[Saved entries]
-*-*-
PR #2434, opened 2025-04-17
feat: Shell API autocomplete type definitions MONGOSH-2031 MONGOSH-2032 MONGOSH-2173

lerouxb:
This is a continuation of Anna's work [here](https://github.com/mongodb-js/mongosh/pull/1802).

Usage:

```
npm run api-generate
```

Implements:
* https://jira.mongodb.org/browse/MONGOSH-2031
* https://jira.mongodb.org/browse/MONGOSH-2032
* https://jira.mongodb.org/browse/MONGOSH-2173

Changes:
* merged in main, resolving the conflicts
* added generics to the rs, sh and sp objects
* added a separate api.ts entrypoint, generating api-processed.d.ts (although this needs work - trying to figure out how to reference it in package.json)
* bundled more deps so that we don't import those types in the api-processed.d.ts file. The node.js packages are still being imported, though. Will have to test if that works with the language server
* fixed the tests (at least the ones I've noticed were broken so far)
* added an api-globals.d.ts which declares the ShellAPI methods and the ShellBson functions as globals. This then gets appended to the end of api-processed.d.ts.
* now exporting `@mongosh/shell-api/api` which is just api-processed exported as one giant string.

**Notes:**

* We'll have to do https://jira.mongodb.org/browse/MONGOSH-2170 as a follow-up once https://github.com/mongodb-js/devtools-shared/pull/521 is in


packages/autocomplete/src/index.spec.ts
```diff
@@ -294,7 +294,7 @@ describe('completer.completer', function () {
 
     it('returns all suggestions', async function () {
       const i = 'db.';
-      const attr = shellSignatures.Database.attributes as any;
+      const attr = shellSignatures.DatabaseImpl.attributes as any;
```
lerouxb, line 297: The fact that Database and Collection are now types and the classes got replaced with DatabaseImpl and CollectionImpl is having a lot of knock-on effects and kinda ended up being responsible for most of this diff.

I'm wondering if we should keep them as Database and Collection but then rather name the new types to be something like DatabaseWithSchema and CollectionWithSchema. Then maybe the change will be smaller?

Not sure which way around would work out better ergonomically overall.

packages/shell-api/package.json
```diff
@@ -4,6 +4,15 @@
   "description": "MongoDB Shell API Classes Package",
   "main": "lib/index.js",
   "types": "lib/index.d.ts",
+  "exports": {
+    ".": {
+      "default": "./lib/index.js",
+      "types": "./lib/index.d.ts"
+    },
+    "./api": {
+      "types": "./lib/api-processed.d.ts"
```
lerouxb, line 13: I'm not sure what would be the best way to export/publish this and then reference it from the outside.

I think `import type ShellApi from '@monogdb-js/shell-api/api'` works with this and I tried it manually from a file, but I'll see shortly when I plug this into mongodb-ts-autocomplete

packages/shell-api/src/collection.spec.ts
```diff
@@ -33,24 +33,26 @@ import {
...
+    const apiClass = new CollectionImpl({} as any, {} as any, 'name');
     it('calls help function', async function () {
       expect((await toShellResult(apiClass.help())).type).to.equal('Help');
       expect((await toShellResult(apiClass.help)).type).to.equal('Help');
     });
   });
   describe('signatures', function () {
     it('type', function () {
-      expect(signatures.Collection.type).to.equal('Collection');
+      // TODO: do we want the signatures to be CollectionImpl or Collection?
```
lerouxb, line 51: Just a reminder for myself to remove this TODO comment before merging and after bringing it up with the team.

packages/shell-api/src/api.ts
```diff
@@ -0,0 +1,102 @@
+// TODO: does it make sense to have all this stuff? Don't we just need enough for the top-level API, ie. the globals?
```
lerouxb, line 1: Just a reminder for myself to remove this TODO comment before merging and after bringing it up with the team.

packages/build/src/packaging/package/helpers.ts
```diff
@@ -13,7 +13,9 @@ export async function execFile(
 ): Promise<ReturnType<typeof execFileWithoutLogging>> {
   const joinedCommand = [args[0], ...(args[1] ?? [])].join(' ');
   console.info(
-    'Running "' + joinedCommand + '" in ' + args[2]?.cwd ?? process.cwd()
+    // eslint-disable-next-line @typescript-eslint/ban-ts-comment
+    // @ts-ignore TS2869 Right operand of ?? is unreachable because the left operand is never nullish.
+    `Running "${joinedCommand}" in ${args[2]?.cwd ?? process.cwd()}`
```
lerouxb, line 18: drive-by. For some reason I got a compile error on this line in CI.

packages/shell-api/api-extractor.json
```diff
@@ -0,0 +1,57 @@
...
+  },
+  "bundledPackages": [
+    "@mongodb-js/devtools-connect",
+    "@mongodb-js/devtools-proxy-support",
+    "@mongodb-js/oidc-plugin",
+    "@mongosh/arg-parser",
+    "@mongosh/service-provider-core",
+    "@mongosh/types",
+    "mongodb",
+    "bson"
```
lerouxb, line 18: We have bson set up in mongodb-ts-autocomplete, so I might remove it from here.

packages/shell-api/src/api-globals.d.ts
```diff
@@ -0,0 +1,44 @@
+declare global {
```
lerouxb, line 1: This file is basically a snippet that gets appended at the end of api-globals.d.ts after we api-extract that. See bin/api-postprocess.ts.

I first tried to write a babel plugin to walk the ShellAPI class's methods and the ShellBson interface's methods, but that turned out to be really complicated.

There is one benefit to having them all mapped here explicitly: We don't end up accidentally leaking everything on ShellAPI into the global scope whether we want to or not. And it is arguably handy seeing them all enumerated here.

The only other variables added as globals would be db, sh, sp and rs which all get specified dynamically by mongodb-ts-autocomplete so they reference the server/database/collection schema generics.

packages/shell-api/src/api.ts
lerouxb: This would all become one big ShellAPI import in monogdb-ts-autocomplete where we set up the db, sh, rs, sp globals so we can reference things like ShellAPI.Database. But I suppose we can hide it by importing it as a type.

packages/shell-api/src/api.ts
```diff
@@ -0,0 +1,102 @@
...
+  Mongo,
+  Shard,
+  ReplicaSet,
+  ShellApi,
+  ServerVersions,
+  Topologies,
+  InterruptFlag,
+};
+
+// TODO: do we really want all these?
```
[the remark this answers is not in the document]
lerouxb: I started looking into all the ae-forgotten-export errors, but in the end I made those warnings for now. It is kinda a lot and as you start adding them one by one _their_ dependencies end up becoming errors..

I don't think we need this as the shell api, though - that warning/error is probably more useful for something that's used as a library.

packages/shell-api/bin/api-postprocess.ts
```diff
@@ -0,0 +1,166 @@
...
+  );
+  const result = babel.transformSync(apiRaw, {
+    code: true,
+    ast: false,
+    configFile: false,
+    babelrc: false,
+    browserslistConfigFile: false,
+    compact: false,
+    sourceType: 'module',
+    plugins: [applyAsyncRewriterChanges()],
```
lerouxb, line 108: We end up with these errors:

```
~/mongo/mongosh/packages/shell-api % npx tsc --lib es2019 --target es2018 --moduleResolution node --types node lib/api-processed.d.ts
lib/api-processed.d.ts:4412:3 - error TS2416: Property 'hasNext' in type 'Cursor' is not assignable to the same property in base type 'AggregateOrFindCursor<ServiceProviderFindCursor<Document_2>>'.
  Type '() => boolean' is not assignable to type '() => Promise<boolean>'.
    Type 'boolean' is not assignable to type 'Promise<boolean>'.

4412   hasNext(): boolean;
       ~~~~~~~

lib/api-processed.d.ts:4418:3 - error TS2416: Property 'next' in type 'Cursor' is not assignable to the same property in base type 'AggregateOrFindCursor<ServiceProviderFindCursor<Document_2>>'.
  Type '() => Document_2' is not assignable to type '() => Promise<Document_2>'.
    Type 'Document_2' is missing the following properties from type 'Promise<Document_2>': then, catch, finally, [Symbol.toStringTag]

4418   next(): Document_2 | null;
       ~~~~


Found 2 errors in the same file, starting at: lib/api-processed.d.ts:4412
```

Weirdly these seem to be the only two cases - if I revert those two return types manually then the file is all green.

The ts language service works around it as far as I can tell, so it doesn't impact autocomplete. If we did want to make the generated .ts valid we'll have to do something like modify the base type's methods' return types or somehow flatten the return type so that it doesn't inherit anymore?

Maybe there are other ideas.

lerouxb: Wild idea: we can just add the comment

```
  // @ts-expect-error The type of this function is not compatible with the type of the function in the base class
```

as part of the babel processing...

packages/shell-api/bin/api-postprocess.ts
```diff
@@ -3,6 +3,18 @@ import type * as BabelTypes from '@babel/types';
 import { promises as fs } from 'fs';
 import path from 'path';
 import { signatures } from '../';
+import enUs from '../../i18n/src/locales/en_US';
+
+function getHelpClassName(className: string) {
+  switch (className) {
+    case 'CollectionImpl':
```
lerouxb, line 10: I pointed this out below as well, but this is an example of the kind of fallout from renaming Collection to CollectionImp and reusing the name for a type. And doing the same for Database.

Maybe this is OK but we could also consider leaving Collection and Database unchanged and then just having the types named something else like CollectionWithSchema and DatabaseWithSchema. Or whatever might be a better name.

packages/shell-api/package.json
lerouxb: In the end I have to fs.readFile() to get the file as text so we can bundle it as a giant string, so this is kinda moot.

packages/shell-api/src/api.ts
lerouxb: I added some regression tests to make sure we don't leak ShellAPI or anything on it as a varaible name, so I think that's at least safe.

packages/shell-api/bin/api-postprocess.ts
lerouxb: I filed https://jira.mongodb.org/browse/MONGOSH-2209

Had a quick look and decided to split that into its own ticket rather.

packages/shell-api/package.json
lerouxb: Right now I generate that giant string in mongodb-ts-autocomplete, but I suppose we can also export it here. I don't know which way is best. I don't want to accidentally bundle a giant string..

packages/shell-api/bin/api-postprocess.ts
```diff
@@ -0,0 +1,197 @@
...
+              !signatures[className].attributes?.[methodName].inherited
+            ) {
+              if (
+                !this.processedMethods.find(
+                  ([cls, method]) => cls === className && method === methodName
+                )
+              ) {
+                // TODO: fix this
+                if (className === 'Mongo') {
+                  return;
```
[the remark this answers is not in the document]
lerouxb: I have no idea why that was there. I removed the comment and the if and early return 🤷

packages/shell-api/package.json
addaleax: So ... the two options seem to be:

- Make shell-api a dev dependency of mongodb-ts-autocomplete, run the extract-types script there as a compile/prepublish step and then include the generated "big string" file in the mongodb-ts-autocomplete exports
- Make shell-api a peer dependency of mongodb-ts-autocomplete, move the "big string" generation script here a compile/prepublish and export it from shell-api, then consume it from mongodb-ts-autocomplete

Obviously both of these work, but I don't really see disadvantages to the latter; the former does have at least one notable disadvantage (having to update mongodb-ts-autocomplete to incorporate shell-api changes).

> I don't want to accidentally bundle a giant string..

I think we'll end up bundling this string in all our products anyway. But for now, this should actually just work fine, right? webpack wouldn't include it if it isn't being used.

packages/shell-api/api-extractor.json
lerouxb: I removed it from here and then mongodb-ts-autocomplete in devtools-shared replaces the bson import to use its one. That way we can use the same bson shared everywhere (shell-api and mql) and we don't end up extracting all the types again and again. This might premature optimisation, I don't know. But it isn't hard to undo either.

packages/shell-api/package.json
lerouxb: Here's what I do now: https://github.com/mongodb-js/mongosh/pull/2434/commits/0bd794f51ddf347109295d6db7d065c5a98e8777

Then in devtools-shared I can:

```
import ShellApiText from '@mongosh/shell-api/api';
```

Without having to require.resolve() and read the file and all that. Which is.. marginally better, I guess? I still read mql  lib for now (until we do the same thing in the mql types package) and I still do it for reading the bson package.

We can only really get rid of the bson package if we reverthttps://github.com/mongodb-js/mongosh/pull/2434/commits/9b3779d0d96c2b285405a9a903ca418828193198 and therefore bundle the bson types we use inside the extracted API. But then we'd have to do the same in mql types too.

packages/shell-api/src/database.ts
```diff
@@ -68,23 +74,37 @@ type AuthDoc = {
...
+  _mongo: Mongo<M>;
+  _name: StringKey<M>;
+  _collections: Record<string, Collection<M, D>>;
   _session: Session | undefined;
-  _cachedCollectionNames: string[] = [];
+  _cachedCollectionNames: StringKey<D>[] = [];
   _cachedHello: Document | null = null;
 
-  constructor(mongo: Mongo, name: string, session?: Session) {
+  _typeLaunder(): Database<M, D> {
```
nirinchev, line 96: Is this an idiomatic way for this kind of pattern? At least for me, a clearer naming would be `asDatabaseWithSchema` or something similar. `_typeLaunder` doesn't really convey what's happening here, but similarly to the generics - if it's used often enough elsewhere, happy with keeping it.

packages/shell-api/src/collection.ts
```diff
@@ -94,13 +97,37 @@ import PlanCache from './plan-cache';
...
+> extends ShellApiWithMongoClass {
+  _mongo: Mongo<M>;
+  _database: Database<M, D>;
+  _name: N;
+
+  _typeLaunder(): Collection<M, D> {
+    return this as Collection<M, D>;
+  }
+
+  constructor(mongo: Mongo<M>, database: Database<M, D>, name: N) {
```
nirinchev, line 130: Should we accept `Database | DatabaseImpl` here? I see a lot of places where we need to call `database._typeLaunder` which is a bit smelly when done outside. We're not really getting rid of the smell by accepting an -Impl here, but at least concentrating it in one place.

packages/shell-api/src/helpers.spec.ts
```diff
@@ -131,7 +131,7 @@ describe('getPrintableShardStatus', function () {
   const testServer = startSharedTestServer();
 
   let mongo: Mongo;
-  let configDatabase: Database;
+  let configDatabase: DatabaseImpl;
```
nirinchev, line 134: Why not `Database`?

packages/shell-api/src/index.ts
```diff
@@ -42,7 +42,9 @@ export {
   Cursor,
   CursorIterationResult,
   Database,
+  DatabaseImpl,
```
nirinchev, line 45: Do we want to be exporting the `Impl`s here? I'd expect those to be used only in this package and then we use the `Collection`/`Database` outside.

packages/shell-api/src/mongo-errors.spec.ts
```diff
@@ -78,10 +78,10 @@ describe('mongo-errors', function () {
   describe('intercepts shell API calls', function () {
     let mongo: Mongo;
     let serviceProvider: StubbedInstance<ServiceProvider>;
-    let database: Database;
+    let database: DatabaseImpl;
```
nirinchev, line 81:
```suggestion
    let database: Database;
```

packages/shell-api/src/mongo-errors.spec.ts
```diff
@@ -78,10 +78,10 @@ describe('mongo-errors', function () {
...
     let bus: StubbedInstance<EventEmitter>;
     let instanceState: ShellInstanceState;
-    let collection: Collection;
+    let collection: CollectionImpl;
```
nirinchev, line 84:
```suggestion
    let collection: Collection;
```

packages/shell-api/src/mongo.spec.ts
```diff
@@ -99,7 +99,7 @@ describe('Mongo', function () {
     const driverSession = { driverSession: 1 };
     let mongo: Mongo;
     let serviceProvider: StubbedInstance<ServiceProvider>;
-    let database: StubbedInstance<Database>;
+    let database: StubbedInstance<DatabaseImpl>;
```
nirinchev, line 102: Should we have `DatabaseImpl` here vs just stubbing `Database`?

nirinchev (approved):
Looks good - I mostly have naming/nitty suggestions, but the core logic makes sense to me.

packages/shell-api/src/database.ts
```diff
@@ -68,23 +74,37 @@ type AuthDoc = {
...
+};
+
 @shellApiClassDefault
-export default class Database extends ShellApiWithMongoClass {
-  _mongo: Mongo;
-  _name: string;
-  _collections: Record<string, Collection>;
+export class DatabaseImpl<
+  M extends GenericServerSideSchema = GenericServerSideSchema,
+  D extends GenericDatabaseSchema = GenericDatabaseSchema
```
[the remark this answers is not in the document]
lerouxb: I admittedly just left them as I found them and haven't given it much thought. Any suggestions?

packages/shell-api/src/bulk.spec.ts
```diff
@@ -57,7 +57,7 @@ describe('Bulk API', function () {
     });
     describe('Metadata', function () {
       describe('toShellResult', function () {
-        const collection = stubInterface<Collection>();
+        const collection = stubInterface<CollectionImpl>();
```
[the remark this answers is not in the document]
lerouxb: Collection (like Database) is now just a type, not a class. This is what I called out in a review comment [here](https://github.com/mongodb-js/mongosh/pull/2434#discussion_r2049155104). We can keep Collection and Database as classes and then make types named something like CollectionWithSchema and DatabaseWithSchema.

I'm in two minds about which way around is better. I just left it this way because it is what @addaleax did in the PoC.

packages/shell-api/src/database.ts
lerouxb: I honestly don't know - I just kept it because that's how it was in the PoC. In general I just tried to "productionize" the PoC which I took as "try and get the tests to pass" 😆 @addaleax what do you think?

packages/shell-api/src/bulk.spec.ts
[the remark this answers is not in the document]
lerouxb: I suppose there is probably also a third way where we just extend the class and end up with another Class rather than building a type 🤔

packages/shell-api/src/helpers.spec.ts
lerouxb: These are all fallout from the Database vs DatabaseImpl and Collection vs CollectionImpl thing above. But also as it stands Database & Collection are now generic which means every unit test in the codebase that uses those have to specify the generic types which.. would be a very large PR. And unit tests generally don't care about the schema provided by the generics - they just test the base Collection and Database classes which are just called DatabaseImpl and CollectionImpl now.

I think I can probably "solve" it by renaming CollectionImpl back to Collection and DatabaseImpl back to Database then making either derived classes or types called CollectionWithSchema and DatabaseWithSchema.

lerouxb: DatabaseImpl is gone now.

packages/shell-api/src/mongo.spec.ts
```diff
@@ -940,14 +940,16 @@ describe('Mongo', function () {
         expect(coll._database._name).to.equal('db1');
       });
 
-      it('throws if name is not a valid connection string', function () {
+      it('throws if name is not a valid collnection string', function () {
```
addaleax, line 943: a what? 😄 

```suggestion
      it('throws if name is not a valid collection string', function () {
```

packages/shell-api/src/database.ts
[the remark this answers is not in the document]
addaleax: I felt like the default values make it clear enough what these are respectively, and it doesn't take a ton of getting used to, but if there are better names for these, then I don't think there's any reason not to adopt them

packages/shell-api/package.json
```diff
@@ -13,7 +23,8 @@
   },
   "scripts": {
     "compile": "tsc -p tsconfig.json",
-    "pretest": "npm run compile",
+    "api-generate": "api-extractor run && ts-node bin/api-postprocess.ts",
+    "pretest": "npm run compile && npm run api-generate",
```
addaleax, line 27: Any reason not to make this part of `compile`? You'd also need this when building the mongosh executable, for example, not just for testing or publishing

packages/shell-api/bin/api-postprocess.ts
```diff
@@ -0,0 +1,156 @@
...
+`;
+  await fs.writeFile(
+    path.resolve(__dirname, '..', 'lib', 'api-export.js'),
+    exportCode
+  );
+
+  await fs.writeFile(
+    path.resolve(__dirname, '..', 'lib', 'api-export.d.ts'),
+    'declare const _default: string; export default _default;'
+  );
```
addaleax, line 149: Just gonna say, my gut feeling is that it would be easiest to just avoid default exports (good practice anyway) and stick to a named export à la

```suggestion
  const exportCode = `"use strict";
module.exports = { api: ${JSON.stringify(code)} };
`;
  await fs.writeFile(
    path.resolve(__dirname, '..', 'lib', 'api-export.js'),
    exportCode
  );

  await fs.writeFile(
    path.resolve(__dirname, '..', 'lib', 'api-export.d.ts'),
    'export declare const api;'
  );
```

instead of jumping through hooks to get a default export to work (definitely non-blocking though)

addaleax (approved):
LGTM – only real blocker is the fact that we need to make sure to return `DatabaseWithSchema` and `CollectionWithSchema` in public APIs now

packages/shell-api/src/mongo.spec.ts
lerouxb: I have no idea how I do these things.

packages/shell-api/src/database.ts
```diff
@@ -473,17 +496,19 @@ export default class Database extends ShellApiWithMongoClass {
   }
 
   @returnType('Database')
-  getSiblingDB(db: string): Database {
+  getSiblingDB<K extends StringKey<M>>(db: K): Database<M, M[K]> {
```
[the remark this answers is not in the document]
lerouxb: Oof sorry I was so sure I double checked this. I'll go over it again.

packages/shell-api/package.json
lerouxb: No good reason. I'll change it.

packages/shell-api/bin/api-postprocess.ts
lerouxb: Sure I don't mind. It isn't exactly a public API anyway 😆

packages/cli-repl/src/cli-repl.spec.ts
```diff
@@ -2466,8 +2466,8 @@ describe('CliRepl', function () {
       });
 
       afterEach(async function () {
-        expect(output).not.to.include('Tab completion error');
-        expect(output).not.to.include(
+        expect(output, output).not.to.include('Tab completion error');
+        expect(output, output).not.to.include(
```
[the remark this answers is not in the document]
lerouxb: This is kinda a hacky but very easy way to make sure it print the full output if it ever fails which is the very first thing anyone debugging it would do. And it should keep quiet when the expect succeeds so is kinda zero cost.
-*-*-
Your instructions →
Each line above that carries the string "suppose" has to be returned.

Answer section →
lerouxb: This would all become one big ShellAPI import in monogdb-ts-autocomplete where we set up the db, sh, rs, sp globals so we can reference things like ShellAPI.Database. But I suppose we can hide it by importing it as a type.
lerouxb: Right now I generate that giant string in mongodb-ts-autocomplete, but I suppose we can also export it here. I don't know which way is best. I don't want to accidentally bundle a giant string..
lerouxb: I suppose there is probably also a third way where we just extend the class and end up with another Class rather than building a type 🤔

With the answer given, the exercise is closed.